PR #116, opened 2021-10-01
Fix build consumer tests on OSX

gnodet:
The tests always fail for me.  This may be caused by my git config or OSX.

### DIFF
--- a/core-it-suite/src/test/java/org/apache/maven/it/MavenITmng6656BuildConsumer.java
+++ b/core-it-suite/src/test/java/org/apache/maven/it/MavenITmng6656BuildConsumer.java
@@ -76,15 +76,19 @@ public class MavenITmng6656BuildConsumer
 
         String content;
         content = FileUtils.fileRead( new File( testDir, "expected/parent.pom") );
+        content = content.replaceAll( "\r\n", "\n" ).replaceAll( "\n", System.lineSeparator() );
         verifier.assertArtifactContents( "org.sonatype.mavenbook.multi", "parent", "0.9-MNG6656-SNAPSHOT", "pom", content );
 
         content = FileUtils.fileRead( new File( testDir, "expected/simple-parent.pom") );
+        content = content.replaceAll( "\r\n", "\n" ).replaceAll( "\n", System.lineSeparator() );
         verifier.assertArtifactContents( "org.sonatype.mavenbook.multi", "simple-parent", "0.9-MNG6656-SNAPSHOT", "pom", content );
 
         content = FileUtils.fileRead( new File( testDir, "expected/simple-weather.pom") );
+        content = content.replaceAll( "\r\n", "\n" ).replaceAll( "\n", System.lineSeparator() );
         verifier.assertArtifactContents( "org.sonatype.mavenbook.multi", "simple-weather", "0.9-MNG6656-SNAPSHOT", "pom", content );
 
         content = FileUtils.fileRead( new File( testDir, "expected/simple-webapp.pom") );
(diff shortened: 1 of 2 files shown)


michael-o:
I am a bit confused, this should fail on any POSIX like OS, shouldn't it?

gnodet:
> I am a bit confused, this should fail on any POSIX like OS, shouldn't it?

I think this is mainly a problem with the git config on POSIX systems.  Depending on your `auto.crlf` git attribute configuration, the file on disk can contain `\r\n` or `\n` line endings.  The generator always generates system specific line endings, but if the git local repo is not configured correctly, the test may end up comparing different kind of line endings and will fail.

This may also be the case that just a few files have problems with line endings:
```
➜  maven-integration-testing git:(master) gst
On branch master
Your branch is up to date with 'origin/master'.

nothing to commit, working tree clean
➜  maven-integration-testing git:(master) git add --renormalize .
➜  maven-integration-testing git:(master) ✗ gst
On branch master
Your branch is up to date with 'origin/master'.

Changes to be committed:
  (use "git restore --staged <file>..." to unstage)
	modified:   core-it-suite/src/test/resources/it0146/project/pom.xml
	modified:   core-it-suite/src/test/resources/mng-4148/settings-template.xml
	modified:   core-it-suite/src/test/resources/mng-5898/ear/pom.xml
	modified:   core-it-suite/src/test/resources/mng-5898/ejbs/pom.xml
	modified:   core-it-suite/src/test/resources/mng-5898/pom.xml
	modified:   core-it-suite/src/test/resources/mng-5898/primary-source/pom.xml
	modified:   core-it-suite/src/test/resources/mng-5898/projects/logging/pom.xml
	modified:   core-it-suite/src/test/resources/mng-5898/projects/pom.xml
	modified:   core-it-suite/src/test/resources/mng-5898/servlets/pom.xml
	modified:   core-it-suite/src/test/resources/mng-5898/servlets/servlet/pom.xml
	modified:   core-it-suite/src/test/resources/mng-5898/servlets/servlet/src/main/webapp/index.jsp

➜  maven-integration-testing git:(master) ✗ 
```

I think one of the problem comes from the `run-its.sh` script which fails for me with 
```
zsh: ./run-its.sh: bad interpreter: /bin/sh^M: no such file or directory
```
which lead me to use
```
git config auto.crlf true
```
and ending up with the failing tests.

An alternative to this commit would be the following to commit the few files mentioned above to renormalize them.  That could be a better option.

cstamas:
IMHO, if this is needed to _compare_ generated (by test) and expected (checked in git) POMs, then your environment is wrong. Actually, IMHO, the test itself is wrong, by comparing POMs as "string blobs". It would be better to load POMs (both, generated and expected) as List<String> (as line-ending would be omitted then) and just compare the two lists, as this test on Win plaf and on Unix plaf will generate different line-endings, while (depending on your git config) it may not be aligned with checked out POMs.

michael-o:
This should be default on any dev machine:
```git config auto.crlf true```

**Comment by mthmulders** [comment]
I just ran all IT's on my own Macbook, and they all pass on `master`. My Git config:

```console
$ git config -l | grep crlf 
core.autocrlf=input
```

cstamas:
Same here
```
cstamas@Urnebes ~/Worx/apache-maven/maven  (mojo-logging)$ git config -l | grep crlf
core.autocrlf=input
cstamas@Urnebes ~/Worx/apache-maven/maven  (mojo-logging)$ 
```

michael-o (commented):
I prefer the solution in #117 instead of this symptom fix.

gnodet:
It looks like both #117 and #118 are worthwhile to me, I'll close this one in favour of those twos then.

How to complete this task:
Exact copies of all the entries above are required.

Result:
PR #116, opened 2021-10-01
Fix build consumer tests on OSX

gnodet:
The tests always fail for me.  This may be caused by my git config or OSX.

### DIFF
--- a/core-it-suite/src/test/java/org/apache/maven/it/MavenITmng6656BuildConsumer.java
+++ b/core-it-suite/src/test/java/org/apache/maven/it/MavenITmng6656BuildConsumer.java
@@ -76,15 +76,19 @@ public class MavenITmng6656BuildConsumer
 
         String content;
         content = FileUtils.fileRead( new File( testDir, "expected/parent.pom") );
+        content = content.replaceAll( "\r\n", "\n" ).replaceAll( "\n", System.lineSeparator() );
         verifier.assertArtifactContents( "org.sonatype.mavenbook.multi", "parent", "0.9-MNG6656-SNAPSHOT", "pom", content );
 
         content = FileUtils.fileRead( new File( testDir, "expected/simple-parent.pom") );
+        content = content.replaceAll( "\r\n", "\n" ).replaceAll( "\n", System.lineSeparator() );
         verifier.assertArtifactContents( "org.sonatype.mavenbook.multi", "simple-parent", "0.9-MNG6656-SNAPSHOT", "pom", content );
 
         content = FileUtils.fileRead( new File( testDir, "expected/simple-weather.pom") );
+        content = content.replaceAll( "\r\n", "\n" ).replaceAll( "\n", System.lineSeparator() );
         verifier.assertArtifactContents( "org.sonatype.mavenbook.multi", "simple-weather", "0.9-MNG6656-SNAPSHOT", "pom", content );
 
         content = FileUtils.fileRead( new File( testDir, "expected/simple-webapp.pom") );
(diff shortened: 1 of 2 files shown)


michael-o:
I am a bit confused, this should fail on any POSIX like OS, shouldn't it?

gnodet:
> I am a bit confused, this should fail on any POSIX like OS, shouldn't it?

I think this is mainly a problem with the git config on POSIX systems.  Depending on your `auto.crlf` git attribute configuration, the file on disk can contain `\r\n` or `\n` line endings.  The generator always generates system specific line endings, but if the git local repo is not configured correctly, the test may end up comparing different kind of line endings and will fail.

This may also be the case that just a few files have problems with line endings:
```
➜  maven-integration-testing git:(master) gst
On branch master
Your branch is up to date with 'origin/master'.

nothing to commit, working tree clean
➜  maven-integration-testing git:(master) git add --renormalize .
➜  maven-integration-testing git:(master) ✗ gst
On branch master
Your branch is up to date with 'origin/master'.

Changes to be committed:
  (use "git restore --staged <file>..." to unstage)
	modified:   core-it-suite/src/test/resources/it0146/project/pom.xml
	modified:   core-it-suite/src/test/resources/mng-4148/settings-template.xml
	modified:   core-it-suite/src/test/resources/mng-5898/ear/pom.xml
	modified:   core-it-suite/src/test/resources/mng-5898/ejbs/pom.xml
	modified:   core-it-suite/src/test/resources/mng-5898/pom.xml
	modified:   core-it-suite/src/test/resources/mng-5898/primary-source/pom.xml
	modified:   core-it-suite/src/test/resources/mng-5898/projects/logging/pom.xml
	modified:   core-it-suite/src/test/resources/mng-5898/projects/pom.xml
	modified:   core-it-suite/src/test/resources/mng-5898/servlets/pom.xml
	modified:   core-it-suite/src/test/resources/mng-5898/servlets/servlet/pom.xml
	modified:   core-it-suite/src/test/resources/mng-5898/servlets/servlet/src/main/webapp/index.jsp

➜  maven-integration-testing git:(master) ✗ 
```

I think one of the problem comes from the `run-its.sh` script which fails for me with 
```
zsh: ./run-its.sh: bad interpreter: /bin/sh^M: no such file or directory
```
which lead me to use
```
git config auto.crlf true
```
and ending up with the failing tests.

An alternative to this commit would be the following to commit the few files mentioned above to renormalize them.  That could be a better option.

cstamas:
IMHO, if this is needed to _compare_ generated (by test) and expected (checked in git) POMs, then your environment is wrong. Actually, IMHO, the test itself is wrong, by comparing POMs as "string blobs". It would be better to load POMs (both, generated and expected) as List<String> (as line-ending would be omitted then) and just compare the two lists, as this test on Win plaf and on Unix plaf will generate different line-endings, while (depending on your git config) it may not be aligned with checked out POMs.

michael-o:
This should be default on any dev machine:
```git config auto.crlf true```

**Comment by mthmulders** [comment]
I just ran all IT's on my own Macbook, and they all pass on `master`. My Git config:

```console
$ git config -l | grep crlf 
core.autocrlf=input
```

cstamas:
Same here
```
cstamas@Urnebes ~/Worx/apache-maven/maven  (mojo-logging)$ git config -l | grep crlf
core.autocrlf=input
cstamas@Urnebes ~/Worx/apache-maven/maven  (mojo-logging)$ 
```

michael-o (commented):
I prefer the solution in #117 instead of this symptom fix.

gnodet:
It looks like both #117 and #118 are worthwhile to me, I'll close this one in favour of those twos then.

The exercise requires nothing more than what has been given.